L’appello di papa Francesco nell’enciclica Laudato Si’ dedicata alla cura della casa comune qui è quanto mai pressante.
Il governo centrale fatica a diffondere lo sviluppo. Le risorse che giungono dalla comunità internazionale vengono impiegate per l’organizzazione dello stato e non più per la formazione e gli istituti tecnici com’era un tempo.
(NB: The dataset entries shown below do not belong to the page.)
PR #740, opened 2022-10-06
Add type checking to Continuous Integration for Snowfakery

prescod:
Made some changes to coveragerc to not cover type-checker-only branches.

While I was in CI I made small changes relating to the benchmarker. It now writes a summary of its output to the github actions output screen.

I updated some dependencies.

I added a Typeguard workaround.

Deleted an old file that was broken and not important.

Cleaned up some type signatures.


snowfakery/tools/storage_bench.py
```diff
@@ -1,69 +1,4 @@
...
-        assert rh.random_row_reference("table", "current-iteration", False).blah
-        assert rh.random_row_reference("Nicknamed", "current-iteration", False).blah
-        assert rh.random_row_reference("Nicknamed2", "current-iteration", False).blah
-        assert rh.random_row_reference("Sparse", "current-iteration", False).blah
-    end = time()
-    print("Loaded", end - start)
-
-
-main(COUNT)
+# Deleted after 2f589a4a44f7ff8e9a4650e978d24839d47f61d9
```
jstvz, line 3: I was going to complain about leaving this file around, but I benchmarked it and it made no difference whatsoever. 🤐

pyproject.toml
```diff
@@ -0,0 +1,14 @@
+[tool.pyright]
+include = [
```
jstvz, line 2: This requires some discipline to maintain. Do you anticipate our flavor of gradual typing being a series of focused efforts to annotate a given module and then add it here?

jstvz (approved):
LGTM

---
Did you ever try [PyAnnotate](https://github.com/dropbox/pyannotate), or something like it, to auto-generate type annotations?

snowfakery/tools/storage_bench.py
prescod: Good one dad!

pyproject.toml
prescod: Yes. That's pretty much what I envision. I use wildcards when I can.

I guess in retrospect maybe I could use opt-out instead of opt-in. I'll probably change it to do that later.

PR #778, opened 2022-12-24
Snowfakery's Debug and CSV outputs now use the same format that Salesforce prefers

prescod:
Many, many very simple changes.

1. Snowfakery's "DebugOutput" which people use for debugging their Snowfakery recipes, used a different syntax than Salesforce did. Now it uses the same, which is less confusing. "2024-01-01 12:02:02+00:00" becomes "2024-01-01T12:02:02+00:00" (T in the middle).
2. CSV Output also uses that format now. This [fixes a bug in CumulusCI](https://gus.lightning.force.com/lightning/r/ADM_Sprint__c/a0lEE000000LOTxYAO/view#:~:text=Select%20Row%20Checkbox-,W%2D12170097,-Bug) where CumulusCI uses [the CSV output stream](https://github.com/SFDO-Tooling/CumulusCI/blob/b6238d02982846da4cae9a6b0a581f250c1005f1/cumulusci/tasks/bulkdata/update_data.py#L121) for updates in Salesforce. Because the CSV output stream will now use Salesforce-friendly date-times, it will fix the bug.
3. To avoid rewriting every test that used the old format, I created a new OutputStream called `SimpleFileOutputStream` which is used by tests whereas the `DebugOutput` is for interactive use.


TheBitShepherd (approved):
Looks good!

PR #805, opened 2023-02-03
Use CumulusCI source distribution in CI

jstvz:
We removed test subdirectories from our binary distribution of CumulusCI in SFDO-Tooling/CumulusCI/#3476. This broke the `with_cumulusci` job in our CI workflow because of our dependency on a pytest plugin upstream. This PR forces the use of CumulusCI's source distribution (actually the main branch entirely), which does include the subdirectories we need.

We'll switch to using the source distribution after the next release.

### DIFF
--- a/.github/workflows/ci.yml
+++ b/.github/workflows/ci.yml
@@ -56,7 +56,7 @@ jobs:
           python -VV
           python -m pip install --upgrade pip
           pip install -r requirements_dev.txt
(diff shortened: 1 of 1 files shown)


jstvz:
Fixed upstream in https://github.com/SFDO-Tooling/CumulusCI/pull/3520

prescod (approved):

La capitale Honiara, 60 mila abitanti, brulica di cantieri, nascono ponti e palazzi, ma appena fuori città tutto è fermo al tempo del protettorato britannico.
«Per questo la gente vuole che la chiesa riprenda il controllo del sistema educativo, com’era prima dell’indipendenza».
E l’impegno della diocesi non manca con 17 scuole materne e due corsi di formazione dove trovano accoglienza i molti giovani scartati da un sistema scolastico troppo selettivo che ammette solo il 2 per cento al liceo.
E poi c’è il versante sanitario con i due ospedali aperti in collaborazione con i frati di Fatebenefratelli.

«Il sogno rimane quello di continuare a formare persone consapevoli della loro vita di fede e competenti nella gestione delle strutture della diocesi. Il vangelo passa da qui – conclude mons. Capelli – Da noi non è la chiesa che ha una missione, ma c’è la missione che ha una chiesa».